WHEREAS, Health Information Exchange (HIE) is the electronic sharing of health-related information among organizations and an organization that provides services to enable the electronic sharing of health-related information; and

WHEREAS, HIE holds the potential to provide relatively easy, rapid access to prior health records including results of diagnostic laboratory testing, imaging, and recent hospitalizations; and

WHEREAS, HIE provides opportunities to promote patient safety, reduce medical errors, improve the quality of emergency care, and enhance the efficiency of emergency departments; and

WHEREAS, HIE is a means to reduce duplication of services and operational costs, resulting in lower health care costs; and

WHEREAS, Many current HIEs avoid numerous hurdles of data exchanges by allowing individual institutions control over their own institutional data and provide HIPAA privacy protection while still allowing rapid external access to individual data to qualified physicians; and

WHEREAS, Well designed HIEs potentially could allow emergency physicians relatively effective rapid access to key recent health care information for patients seen in emergency departments; and

WHEREAS, Individual physicians should not be obligated to search nor be held liable for information that is not readily provided to them or may not be available to them; and

WHEREAS, ACEP’s policy statement “Health Information Technology2” states: “Access to historical patient information, including data in Electronic Health Records and Personal Health Records, should be available for ED patients.

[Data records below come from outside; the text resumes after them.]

PR #1920, opened 2016-04-28
Add a way to NOT remove "corrupt" downloads when they are known new

jimklimov:
Extend userland-fetch with a --keep option to not delete files, and add a "gmake fetch" action to just download and verify (not remove) files.

Save traffic and gain speed as a result, when initially preparing a userland recipe for an archive with yet-unknown checksum.

### DIFF
--- a/README
+++ b/README
@@ -51,6 +51,21 @@ Getting the Bits
     directory and use 'gmake download' from that to only get it's source
     archive.
 
+    Also, when you start to work with a new archive file - update the source
+    version in an existing recipe component, or start a new one from scratch -
+    you can use 'gmake fetch' to download the archive(s) defined in the new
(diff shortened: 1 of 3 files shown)


pyhalov:
Now gmake fetch exits with error on checksum mismatch. Is it an intended behavior? Or should only gmake prep exit with error?

jimklimov:
Yes, I'd say this is intended - a mismatch is there after all. We just do not force removing the "corrupt" file.

There is also a side-effect: by recipe, a file in the download location only depends on the recipe Makefile. So once it is "fetched" (downloaded and not removed), it will not be re-verified - the script is just not called. I'd say this is a moderate problem, since the newly added "fetch" ability is a helper for recipe-makers doing initial archive downloads.

PR #1923, opened 2016-04-28
Add redshift

avsej:


components/x11/redshift/redshift.p5m
```diff
@@ -0,0 +1,77 @@
...
+set name=org.opensolaris.consolidation value=$(CONSOLIDATION)
+
+license $(COMPONENT_LICENSE_FILE) license='$(COMPONENT_LICENSE)'
+
+file path=usr/bin/$(MACH64)/redshift
+file path=usr/bin/$(MACH64)/redshift-gtk
+file path=usr/bin/redshift
+file path=usr/bin/redshift-gtk
+file path=usr/lib/python3.4/site-packages/redshift_gtk/__init__.py
+file path=usr/lib/python3.4/site-packages/redshift_gtk/__pycache__/__init__.cpython-34.pyc
```
pyhalov: Please. move python files to vendor-packages. Also _/**pycache**/_ files shouldn't be mentioned, transforms/autopyc should take care of this.

components/x11/redshift/Makefile
```diff
@@ -0,0 +1,51 @@
...
+    sha256:10e350f93951c0521dd6f103d67a485972c307214f036e009acea2978fe4f359
+COMPONENT_ARCHIVE_URL=	https://github.com/jonls/redshift/releases/download/v$(COMPONENT_VERSION)/$(COMPONENT_ARCHIVE)
+COMPONENT_LICENSE=	GPL-3
+COMPONENT_LICENSE_FILE=	COPYING
+
+include $(WS_MAKE_RULES)/prep.mk
+include $(WS_MAKE_RULES)/configure.mk
+include $(WS_MAKE_RULES)/ips.mk
+
+PYTHON_VERSION	= 3.4
```
pyhalov, line 34: Why do we need Python 3.4? Does it work with 2.6 or 2.7?

avsej, line 34: redshift requires python 3.2+ https://github.com/jonls/redshift/blob/master/configure.ac#L81
It is completely usable without python (python GTK needed for tray applet)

Connectivity with external systems and participation by hospitals in health information exchanges should be encouraged.”; therefore be it

RESOLVED, That ACEP investigate and support the development of well-designed Health Information Exchanges that allow rapid access to patient specific information, with minimal barriers to access, for physician use in the care of emergency patients while not creating an obligation to access and while limiting the liability for physicians when this information is either not readily or knowingly available to a physician; and be it further

RESOLVED, That ACEP work with the American Medical Association to promote the development, implementation, and utilization of a national Health Information Exchange; and be it further

RESOLVED, That ACEP work with the American Medical Association to develop and support national legislation that encourages stakeholder participation in regional and national Health Information Exchange; and be it further

RESOLVED, That ACEP develop a white paper exploring the need for and possible implementation strategies of a national Health Information Exchange.

References

1. Office of the National Coordinator for Health Information Technology, US Department of Health and Human Services, “Health Information Exchange,” HealthIT.gov, 2013.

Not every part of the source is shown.